Parameters are found by maximizing the log-likelihood (equivalent to minimizing the binary cross-entropy loss), regularized by an $L_2$ penalty:

$$\mathcal{L}(\mathbf{w}) = -\sum_{i=1}^{n} \left[ y_i \log \hat{p}_i + (1 - y_i) \log(1 - \hat{p}_i) \right] + \frac{\lambda}{2} \|\mathbf{w}\|^2$$

The regularization strength $C = 1/\lambda$ controls the trade-off between fit and complexity.

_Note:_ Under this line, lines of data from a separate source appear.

PR #7897, opened 2020-02-19
Fix indices in beatmap not being transferred to children

peppy:


bdach:
The propagation to children looks correct, but I'm not seeing the off-by-one in the old version...?

image

Mind you, I wholeheartedly agree that it *is* confusing and that's why I avoid postfix increment/decrement like the plague.

peppy:
as it turns out, the off by one fix here here https://github.com/ppy/osu/pull/7881/files#diff-91c1076d523ad5caeadd9641c8596b48R51

bdach (approved):

smoogipoo (approved):

PR #7899, opened 2020-02-19
Refactor overlined displays to support different sizing modes

smoogipoo:
Going forward we'll need these components (particularly the participants list) to support x-axis autosize.

This is maybe going a bit overboard all in the name of code-reuse, but it works well.


osu.Game/Screens/Multi/Components/OverlinedDisplay.cs
```diff
@@ -83,5 +94,25 @@ private void load(OsuColour colours)
...
+
+            grid.AutoSizeAxes = Axes.None;
+            grid.RelativeSizeAxes = Axes.None;
+            grid.AutoSizeAxes = AutoSizeAxes;
+            grid.RelativeSizeAxes = ~AutoSizeAxes;
+
+            Content.AutoSizeAxes = Axes.None;
+            Content.RelativeSizeAxes = Axes.None;
+            Content.AutoSizeAxes = grid.AutoSizeAxes;
+            Content.RelativeSizeAxes = grid.RelativeSizeAxes;
```
bdach: Maybe worth mentioning here (as a comment) that the `None` assignments aim to clear any sizings to make sure no exceptions about invalid sizing combinations get thrown?

Also could do compound assignment here:
```csharp
grid.AutoSizeAxes = grid.RelativeSizeAxes = Axes.None;
```
which maybe makes the intent a bit clearer but breaks the nice symmetry so it's mostly personal opinion.

bdach (changes requested):
`TestSceneOverlinedPlaylist` needs a relative size specification:
```csharp
                Child = new OverlinedPlaylist(false)
                {
                    RelativeSizeAxes = Axes.Both
                }
```
as it's 0x0 right now.

peppy (approved):

PR #7901, opened 2020-02-19
Add osu!catch droplet rotation animation

peppy:
- [x] Depends on https://github.com/ppy/osu/pull/7881 for structural changes.


bdach:
Is there a way to visually check how this looks? I don't see any as far as I can see (test scenes use default circular sprite which is kind of hard to be able to tell if this works by, as it's perfectly symmetrical in regards to rotation; can't see any with a skin).

peppy:
Will be visible with resources update on legacy skin.

peppy:
...and with now present test steps

smoogipoo (dismissed):

smoogipoo (approved):

PR #7902, opened 2020-02-19
Rename drawable namespace to avoid clashes with framework class

peppy:
In line with other three rulesets.

- [x] Depends on https://github.com/ppy/osu/pull/7881 for structural changes.


bdach (commented):
Looks like an obvious merge after the prereq.

smoogipoo (approved):

PR #7909, opened 2020-02-19
Add a global multiplayer background header

smoogipoo:
I'm not too hot on my handling of the screen change events, but I also don't want to really want to make it too complicated while there are only 2 screens to work with.

(along with https://github.com/ppy/osu/pull/7900):

Lounge:
image

Match:
image


osu.Game/Screens/Multi/Multiplayer.cs
```diff
@@ -62,43 +65,68 @@ public class Multiplayer : OsuScreen, IOnlineComponent
...
+                                    {
+                                        RelativeSizeAxes = Axes.Both,
+                                        Width = 1.25f,
+                                        Masking = true,
+                                        Children = new Drawable[]
+                                        {
+                                            new HeaderBackgroundSprite
+                                            {
+                                                RelativeSizeAxes = Axes.X,
+                                                Height = 400 // Keep a static height so the header doesn't change as it's resized
```
bdach: Annoying comment suggestion, but alas:
```suggestion
                                                Height = 400 // Keep a static height so the header doesn't change as it's resized between subscreens
```
IMO a few too many mental shortcuts in the current version as I got confused a smidge when looking at what this is doing in-game.

bdach (commented):
Don't think the switching logic is that ugly myself - not the prettiest, sure, but probably good enough for the foreseeable future.

PR #7911, opened 2020-02-19
Split out pulp formations into individual classes

### LINKED ISSUE #2790: Construction of catch drawable objects should be moved to separate classes
Currently all the catch hitobjects are created in one common `DrawableFruit.createPulp()` method. This is backwards to everything else in the entire game. Instead of this, there should be separate classes e.g.:

`DrawableRaspberry`
`DrawablePineapple`
`DrawableGrape`
`DrawableBanana`

With each class defining its own hierarchy.

peppy:
- Closes https://github.com/ppy/osu/issues/2790
- [x] Depends on https://github.com/ppy/osu/pull/7902


bdach (commented):
Also looks simple enough to be good to go after prereqs (both visually and code-wise).

smoogipoo (approved):

PR #7912, opened 2020-02-19
Implement BeatmapListingOverlay

EVAST9919:
For now only in tests

### DIFF
--- a/osu.Game/Online/API/Requests/SearchBeatmapSetsResponse.cs
+++ b/osu.Game/Online/API/Requests/SearchBeatmapSetsResponse.cs
@@ -2,12 +2,20 @@
 // See the LICENCE file in the repository root for full licence text.
 
 using System.Collections.Generic;
+using Newtonsoft.Json;
 using osu.Game.Online.API.Requests.Responses;
 
 namespace osu.Game.Online.API.Requests
 {
     public class SearchBeatmapSetsResponse : ResponseWithCursor
     {
+        [JsonProperty("beatmapsets")]
         public IEnumerable<APIBeatmapSet> BeatmapSets;
+
+        [JsonProperty("error")]
+        public string Error;
+
+        [JsonProperty("total")]
+        public int Total;
     }
 }
--- a/osu.Game/Online/API/Requests/SearchBeatmapSetsResponse.cs
+++ b/osu.Game/Online/API/Requests/SearchBeatmapSetsResponse.cs
@@ -12,9 +12,6 @@ namespace osu.Game.Online.API.Requests
         [JsonProperty("beatmapsets")]
         public IEnumerable<APIBeatmapSet> BeatmapSets;
 
-        [JsonProperty("error")]
-        public string Error;
-
         [JsonProperty("total")]
         public int Total;
     }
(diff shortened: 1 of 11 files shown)


osu.Game/Overlays/BeatmapListingOverlay.cs
```diff
@@ -0,0 +1,288 @@
...
+            var sortCriteria = sortControl.Current;
+            var sortDirection = sortControl.SortDirection;
+
+            searchSection.Query.BindValueChanged(query =>
+            {
+                sortCriteria.Value = string.IsNullOrEmpty(query.NewValue) ? DirectSortCriteria.Ranked : DirectSortCriteria.Relevance;
+                sortDirection.Value = SortDirection.Descending;
+
+                Scheduler.AddOnce(updateSearch);
+            });
```
bdach: This querying should be debounced (see: current direct implementation). The way you're currently doing it, you're pretty much sending a new request per each keystroke of the user, which is going to end up with a lot of cancelled requests at best, or end up hitting the server with multiple requests per single query at worst, killing performance.

The actual search should be delayed slightly.

osu.Game/Overlays/BeatmapListingOverlay.cs
```diff
@@ -0,0 +1,288 @@
...
+                sortControl.SortDirection.Value);
+
+            getSetsRequest.Success += response => Schedule(() => recreatePanels(response));
+
+            API.Queue(getSetsRequest);
+        }
+
+        private void recreatePanels(SearchBeatmapSetsResponse response)
+        {
+            var hasError = !string.IsNullOrEmpty(response.Error);
```
bdach: As far as I can tell from web sources [this is impossible](https://github.com/ppy/osu-web/blob/a02e1cb7dc352f3ee40fecb220d135d726140747/app/Http/Controllers/BeatmapsetsController.php#L106-L111). A non-null `error` in the response will throw a 504 error code, which means it won't raise a `Success` event, but a `Fail` one.

Mind you, arguably the field shouldn't be there at all, but that's for web to handle.

osu.Game/Online/API/Requests/SearchBeatmapSetsResponse.cs
```diff
@@ -2,12 +2,20 @@
...
 
 namespace osu.Game.Online.API.Requests
 {
     public class SearchBeatmapSetsResponse : ResponseWithCursor
     {
+        [JsonProperty("beatmapsets")]
         public IEnumerable<APIBeatmapSet> BeatmapSets;
+
+        [JsonProperty("error")]
+        public string Error;
```
bdach: As per the other comment, should be removed, as the contents of this will never be relevant if the response is successful.

bdach (dismissed):

smoogipoo:
A few annoyances here:
1. There's a flicker when new panels are loaded in: https://drive.google.com/open?id=1FAVjdCMbJlq648Zwax4KrYIkp4MsLq4x
2. The default category should be "Has Leaderboard" (can probably be addressed in a future PR).

smoogipoo:
I've adjusted the height transition to be instant, since the autosize duration felt weird.

smoogipoo (approved):
lgtm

### 6.2 Implementation and Tuning

In [None]:
# Grid search over regularization strength C and penalty type
param_grid_lr = {
    'C': [0.001, 0.01, 0.1, 1, 10, 100],
    'penalty': ['l1', 'l2'],
    'solver': ['liblinear']  # supports both L1 and L2
}

lr_gs = GridSearchCV(
    LogisticRegression(max_iter=1000, random_state=RANDOM_STATE),
    param_grid_lr, cv=CV, scoring='accuracy', n_jobs=-1
)
lr_gs.fit(X_train_sc, y_train)

print(f'Best params: {lr_gs.best_params_}')
print(f'Best CV accuracy: {lr_gs.best_score_:.4f}')

In [None]:
# Plot regularization path
C_values = [0.001, 0.01, 0.1, 1, 10, 100]
cv_means_l1, cv_means_l2 = [], []

for C in C_values:
    for pen, store in [('l1', cv_means_l1), ('l2', cv_means_l2)]:
        scores = cross_val_score(
            LogisticRegression(C=C, penalty=pen, solver='liblinear', max_iter=1000, random_state=RANDOM_STATE),
            X_train_sc, y_train, cv=CV, scoring='accuracy'
        )
        store.append(scores.mean())

plt.figure(figsize=(7, 4))
plt.semilogx(C_values, cv_means_l1, 'o-', label='L1')
plt.semilogx(C_values, cv_means_l2, 's--', label='L2')
plt.xlabel('C (inverse regularization)')
plt.ylabel('CV Accuracy')
plt.title('Logistic Regression: Regularization Path')
plt.legend()
plt.tight_layout()
plt.savefig('fig_lr_regularization.png', bbox_inches='tight')
plt.show()

In [None]:
best_lr = lr_gs.best_estimator_
lr_model, y_pred_lr = evaluate_model(
    'Logistic Regression', best_lr,
    X_train_sc, y_train, X_test_sc, y_test
)

# Confusion matrix
fig, ax = plt.subplots(figsize=(5, 4))
ConfusionMatrixDisplay.from_predictions(
    y_test, y_pred_lr, display_labels=['Low', 'High'], ax=ax
)
ax.set_title('Logistic Regression — Confusion Matrix')
plt.tight_layout()
plt.savefig('fig_lr_cm.png', bbox_inches='tight')
plt.show()

**Discussion:** Logistic regression provides a strong and interpretable linear baseline. The regularization path shows that moderate $C$ values (neither too small nor too large) generalize best. Since the decision boundary is linear, this model may miss non-linear interactions between features.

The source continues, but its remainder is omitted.